● **TASK PROMPT**: Output all records exactly.

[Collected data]
┌──
Issue #1402, opened 2017-06-18
Inventory Event Implementation Progress


Faithcaio:
```
<Zidane> Faithcaio, we should focus more on making sure the inventory events are being fired
<Zidane> and the lookup methods are all working
<Zidane> (So we can put Inventory behind us for the most part, lol!)_
```
`? extends TargetInventoryEvent`
 - [x] org.spongepowered.api.event.item.inventory.TargetInventoryEvent
 - [x] org.spongepowered.api.event.entity.ChangeEntityEquipmentEvent
 - [x] org.spongepowered.api.event.entity.ChangeEntityEquipmentEvent.TargetLiving
 - [x] org.spongepowered.api.event.entity.ChangeEntityEquipmentEvent.TargetHumanoid
 - [x] org.spongepowered.api.event.entity.ChangeEntityEquipmentEvent.TargetPlayer
 - [x] org.spongepowered.api.event.item.inventory.ChangeInventoryEvent.Equipment
   equipmentslot-clicks/equip item in hand/equip by dispenser(this last one fires item-pickup)
 - [x] org.spongepowered.api.event.item.inventory.ChangeInventoryEvent
 - [x] org.spongepowered.api.event.item.inventory.ClickInventoryEvent
 - [x] org.spongepowered.api.event.item.inventory.ClickInventoryEvent.Creative
   maybe detect if its not in the creative menu?
 - [x] org.spongepowered.api.event.item.inventory.ClickInventoryEvent.Drag
 - [x] org.spongepowered.api.event.item.inventory.ClickInventoryEvent.Drag.Primary
 - [x] org.spongepowered.api.event.item.inventory.ClickInventoryEvent.Drag.Secondary
 - [x] org.spongepowered.api.event.item.inventory.ClickInventoryEvent.Drop
 - [x] org.spongepowered.api.event.item.inventory.ClickInventoryEvent.Drop.Full
 - [x] org.spongepowered.api.event.item.inventory.ClickInventoryEvent.Drop.Single
    drop Full/Single with Q/ctrl+Q is not fired when inventory is closed (active hotbar item)
 - [x] org.spongepowered.api.event.item.inventory.ClickInventoryEvent.Drop.Outside
   Outside events dont fire when in creative instead only .Creative (actually we can't know better)
 - [x] org.spongepowered.api.event.item.inventory.ClickInventoryEvent.Drop.Primary in Outside
[...]

PR #1407, opened 2017-06-22
fire ClickInventoryEvent.Drop.Single and Full

Faithcaio:
https://github.com/SpongePowered/SpongeCommon/issues/1402

Fires ClickInventoryEvent.Drop.Single and Full when dropping items without a container open.

### DIFF
--- a/src/main/java/org/spongepowered/common/mixin/core/entity/player/MixinEntityPlayer.java
+++ b/src/main/java/org/spongepowered/common/mixin/core/entity/player/MixinEntityPlayer.java
@@ -305,7 +305,7 @@ public abstract class MixinEntityPlayer extends MixinEntityLivingBase implements
      */
     @Overwrite
     @Nullable
-    public EntityItem dropItem(@Nullable ItemStack itemStackIn, boolean unused) {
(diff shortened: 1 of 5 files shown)


src/main/java/org/spongepowered/common/mixin/core/entity/player/MixinEntityPlayer.java
```diff
@@ -322,7 +322,7 @@ public EntityItem dropItem(@Nullable ItemStack itemStackIn, boolean unused) {
     @Nullable
     @Overwrite
     public EntityItem dropItem(@Nullable ItemStack droppedItem, boolean dropAround, boolean traceItem) {
-        if (droppedItem == null || droppedItem.getCount() == 0 || droppedItem.getItem() == null) {
+        if (droppedItem.isEmpty()) {
```
gabizou: This can still be null, can it not?

Faithcaio: Should not be possible. but I'll check

Faithcaio: I'll remove the Nullable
└──
● **EXERCISE RESULT**:
Issue #1402, opened 2017-06-18
Inventory Event Implementation Progress


Faithcaio:
```
<Zidane> Faithcaio, we should focus more on making sure the inventory events are being fired
<Zidane> and the lookup methods are all working
<Zidane> (So we can put Inventory behind us for the most part, lol!)_
```
`? extends TargetInventoryEvent`
 - [x] org.spongepowered.api.event.item.inventory.TargetInventoryEvent
 - [x] org.spongepowered.api.event.entity.ChangeEntityEquipmentEvent
 - [x] org.spongepowered.api.event.entity.ChangeEntityEquipmentEvent.TargetLiving
 - [x] org.spongepowered.api.event.entity.ChangeEntityEquipmentEvent.TargetHumanoid
 - [x] org.spongepowered.api.event.entity.ChangeEntityEquipmentEvent.TargetPlayer
 - [x] org.spongepowered.api.event.item.inventory.ChangeInventoryEvent.Equipment
   equipmentslot-clicks/equip item in hand/equip by dispenser(this last one fires item-pickup)
 - [x] org.spongepowered.api.event.item.inventory.ChangeInventoryEvent
 - [x] org.spongepowered.api.event.item.inventory.ClickInventoryEvent
 - [x] org.spongepowered.api.event.item.inventory.ClickInventoryEvent.Creative
   maybe detect if its not in the creative menu?
 - [x] org.spongepowered.api.event.item.inventory.ClickInventoryEvent.Drag
 - [x] org.spongepowered.api.event.item.inventory.ClickInventoryEvent.Drag.Primary
 - [x] org.spongepowered.api.event.item.inventory.ClickInventoryEvent.Drag.Secondary
 - [x] org.spongepowered.api.event.item.inventory.ClickInventoryEvent.Drop
 - [x] org.spongepowered.api.event.item.inventory.ClickInventoryEvent.Drop.Full
 - [x] org.spongepowered.api.event.item.inventory.ClickInventoryEvent.Drop.Single
    drop Full/Single with Q/ctrl+Q is not fired when inventory is closed (active hotbar item)
 - [x] org.spongepowered.api.event.item.inventory.ClickInventoryEvent.Drop.Outside
   Outside events dont fire when in creative instead only .Creative (actually we can't know better)
 - [x] org.spongepowered.api.event.item.inventory.ClickInventoryEvent.Drop.Primary in Outside
[...]

PR #1407, opened 2017-06-22
fire ClickInventoryEvent.Drop.Single and Full

Faithcaio:
https://github.com/SpongePowered/SpongeCommon/issues/1402

Fires ClickInventoryEvent.Drop.Single and Full when dropping items without a container open.

### DIFF
--- a/src/main/java/org/spongepowered/common/mixin/core/entity/player/MixinEntityPlayer.java
+++ b/src/main/java/org/spongepowered/common/mixin/core/entity/player/MixinEntityPlayer.java
@@ -305,7 +305,7 @@ public abstract class MixinEntityPlayer extends MixinEntityLivingBase implements
      */
     @Overwrite
     @Nullable
-    public EntityItem dropItem(@Nullable ItemStack itemStackIn, boolean unused) {
(diff shortened: 1 of 5 files shown)


src/main/java/org/spongepowered/common/mixin/core/entity/player/MixinEntityPlayer.java
```diff
@@ -322,7 +322,7 @@ public EntityItem dropItem(@Nullable ItemStack itemStackIn, boolean unused) {
     @Nullable
     @Overwrite
     public EntityItem dropItem(@Nullable ItemStack droppedItem, boolean dropAround, boolean traceItem) {
-        if (droppedItem == null || droppedItem.getCount() == 0 || droppedItem.getItem() == null) {
+        if (droppedItem.isEmpty()) {
```
gabizou: This can still be null, can it not?

Faithcaio: Should not be possible. but I'll check

Faithcaio: I'll remove the Nullable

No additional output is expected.